*** Block opens ***

Issue #73, opened 2019-11-20
Ensure App is Handled when service is down


martypowell:
When the service is down (don't start your local service to recreate) the app crashes because it can't retrieve the lookup values. We should probably display some sore of message that the app in unavailable and to try again later.

PR #94, opened 2019-11-24
Ensure Apps fails gracefully if there is a network error.

martypowell:
Addresses #73 

- Removed context, was causing too much trouble
- Moved filing types to the from, if the network request fails so that we can redirect to an error page
- Moved pages to their own directory

These changes were made, when I tried to load the app at home, and had no service running, and it stopped me from adding integration, like I originally set out to do.


src/pages/TransientTaxForm.jsx
```diff
@@ -0,0 +1,190 @@
+import React, { useEffect, useState } from "react";
```
tmccoy529: I would think this should be named TransientTaxPage now that its been moved to the page folder.

martypowell: yep, i agree good catch.

martypowell: naming update, i left form in there, it probably doens't matter, but I did it anyway.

*** Block closes ***

-- EXERCISE DIRECTIONS --
Each line of the listing should be copied exactly, with none left out.

-- RESULT --
Issue #73, opened 2019-11-20
Ensure App is Handled when service is down


martypowell:
When the service is down (don't start your local service to recreate) the app crashes because it can't retrieve the lookup values. We should probably display some sore of message that the app in unavailable and to try again later.

PR #94, opened 2019-11-24
Ensure Apps fails gracefully if there is a network error.

martypowell:
Addresses #73 

- Removed context, was causing too much trouble
- Moved filing types to the from, if the network request fails so that we can redirect to an error page
- Moved pages to their own directory

These changes were made, when I tried to load the app at home, and had no service running, and it stopped me from adding integration, like I originally set out to do.


src/pages/TransientTaxForm.jsx
```diff
@@ -0,0 +1,190 @@
+import React, { useEffect, useState } from "react";
```
tmccoy529: I would think this should be named TransientTaxPage now that its been moved to the page folder.

martypowell: yep, i agree good catch.

martypowell: naming update, i left form in there, it probably doens't matter, but I did it anyway.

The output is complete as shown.